A study commissioned by the Mumbai municipality has cautioned that the extension of the cluster redevelopment model to the suburbs will further densify the city and may impact its overall liveability index.

Written by Sandeep Ashar | Mumbai | Published:June 11, 2017 1:25 am
Mumbai Cluster Model, Redevelopment PLAN, Mumbai, FSI, Indian Express News The city is already the fifth densest in the world, according to a recent report by the United States-based Demographia, which points out that an average of 25,984 people share 1 square kilometre in Mumbai. Express Photo by Ashish Shankar Mumbai, 20/01/2008″

Builders will get additional construction rights for redevelopment of low-rise slums and old buildings in the suburbs of Mumbai with the Devendra Fadnavis government set to introduce the policy for cluster redevelopment in these parts. But a study, commissioned by the Mumbai municipality, to assess the move’s impact, has cautioned that the extension of the cluster redevelopment model to the suburbs will further densify the city and may impact its overall liveability index.

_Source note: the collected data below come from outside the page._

PR #2464, opened 2023-12-30
remove the hack for prandtl number of XZ plane

szy21:
## Purpose 

To be merged after https://github.com/CliMA/ClimaCore.jl/pull/1584

## Content

----


simonbyrne:
You can also use the new length scale stuff as well.

szy21:
why ci, why 😭

PR #2480, opened 2024-01-04
Update to Julia 1.10

Sbozzolo:


charleskawczynski (approved):
Can we merge this?

Sbozzolo:
No, even with small sampling rate, ProfileCanvas is very slow and some performance jobs take much longer.

charleskawczynski:
> No, even with small sampling rate, ProfileCanvas is very slow and some performance jobs take much longer.

Buildkite finished in 50 min, that's about how long it's currently taking. What's taking longer exactly?

Sbozzolo:
This job took 41 minutes: https://buildkite.com/clima/climaatmos-ci/builds/15741#018ceb9b-eaa6-420f-82d5-fb88e4b77054

We could reduce the sampling rate even more, but I personally think that when the sampling rate is too small the flame becomes almost uninofrmative (you can never assume that what's being displayed is accurate or not).

charleskawczynski:
> This job took 41 minutes: https://buildkite.com/clima/climaatmos-ci/builds/15741#018ceb9b-eaa6-420f-82d5-fb88e4b77054
> 
> We could reduce the sampling rate even more, but I personally think that when the sampling rate is too small the flame becomes almost uninofrmative (you can never assume that what's being displayed is accurate or not).

Ahhhh, that makes sense. There is an extraordinarily large number of allocations in that job (due to Krylov.jl). It's not clear that we will fix this due to the direction that our timestepper/numerics work is going (cc @dennisYatunin ). For now, let's lower the limit for that job and merge this PR.

dennisYatunin:
We could also remove that job altogether, if that would help. We might want to keep support for Krylov.jl, but only as a debugging/testing tool for the implicit solver. Since we do not intend to use this functionality in actual simulations, we do not need to test it for performance.

Sbozzolo:
Now it's the newly added diffiuson case to time out

https://buildkite.com/clima/climaatmos-ci/builds/15949#018d1960-74b8-4653-9f5d-8f9852cdd972

I'll look into reducing sampling rate for this too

The city is already the fifth densest in the world, according to a recent report by the United States-based Demographia, which points out that an average of 25,984 people share 1 square kilometre in Mumbai. The cluster redevelopment model, also known as the Urban Renewal Scheme (URS), involves reconstruction or redevelopment of buildings on extensive areas using an incentive floor space index (FSI) model. The FSI is a development tool that defines the extent of construction permissible on a plot.

It is a ratio of built-up area to total plot area. The Congress-Nationalist Congress Party (NCP) government had introduced the model for the revival of old and dilapidated cessed structures in the island city of Mumbai in 2009. In 2013, the government incentivised the policy, providing developers 4 FSI. The plan to extend a similar model to the suburbs and satellite towns was first attempted by the previous government ahead of the Assembly polls in 2014. But the Bombay High Court had then prohibited it from implementing the plan in these areas without a detailed study on its ramifications.

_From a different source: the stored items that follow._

PR #2481, opened 2024-01-04
Add graceful exit feature

### LINKED ISSUE #2475: Add graceful exit watchdog file

charleskawczynski:
This PR adds a feature/struct, `GracefulExit`, that allows us to edit the file `$output_dir/graceful_exit.dat` to gracefully exit a running simulation. This will allow us to inspect the integrator at any point (that we're able to stop it).

Ideally, we could restart the simulating with another function call, ~but I think we can leave that for a separate PR~. Actually, I think calling `SciMLBase.solve!` (or maybe a function in ClimaAtmos) should be sufficient.

I'm open to improving names.

Closes #2475

### DIFF
--- a/src/solver/solve.jl
+++ b/src/solver/solve.jl
@@ -6,6 +6,23 @@ struct EfficiencyStats{TS <: Tuple, WT}
     walltime::WT
 end
 
+mutable struct GracefulExit
+    path::String
+    function GracefulExit(; path)
+        mkpath(path)
+        file = joinpath(path, "graceful_exit.dat")
+        open(file, "w") do io
+            println(io, "#      To gracefully exit job associated")
+            println(io, "#      with the output path:")
+            println(io, "#           $path")
+            println(io, "#      please change the following number from")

On Friday, after the HC finally lifted the stay, Chief Minister Devendra Fadnavis indicated that his government intends to roll out the model for the suburbs. “This will pave way for planned development with availability of more public amenities. Buildings over 30 years will be covered in the scheme. A cluster scheme can have up to 50 per cent slum area,” he said. The CM added that his government will soon issue a notification for implementing the model in these parts.

In January 2016, the Mumbai municipality, acting on Fadnavis’s directives, ordered an impact assessment study for the measure. The National Environment Engineering Research Institute (NEERI), a premier research organisation, was appointed for the task. The findings were submitted to the government last September. While Fadnavis said that the HC had taken the assessment study into account while passing the order, the report has also cautioned that Mumbai’s urban gridlock might worsen after implementation of the model in the suburbs. “The suburbs of Mumbai do not fit in the classical model of suburbs and are fairly dense habitations.

The additional FSI and the mode of its application (under URS) mean that the URS areas will increase in density. There is a considerable debate on the impact of densification and overcrowding on the social and mental life,” the report reads. Pointing out that the current FSI levels in the suburbs ranged from 1.33 to 2, the report has indicated that incentive FSI under URS may lead to significant verticalisation.

It further cautions that “high incentives given for the URS may encourage a trend to abolish repairs as a possibility and encourage demolition of existing constructions, regardless of their age and structural condition. Additionally, the scale of new construction has implications for affordability of housing and rental prices in proximate areas. Thus it can affect the liveability of the city and may lead to long term unsustainability.”

While the Fadnavis government had initially planned to replicate the model in the island city (offering 4 FSI to builders), sources said the FSI will now be capped at 3 on the basis of NEERI’s findings. Also, the minimum size of a cluster for suburbs will be 6,000 square metre, said sources. Incidentally, the NEERI report has also recommended lowering of FSI incentives to builders. It has asked the government to ensure that the new occupancy in the additional living space is restricted to 40 per cent. It has further suggested that the government should moderate the process for identifying and defining a cluster.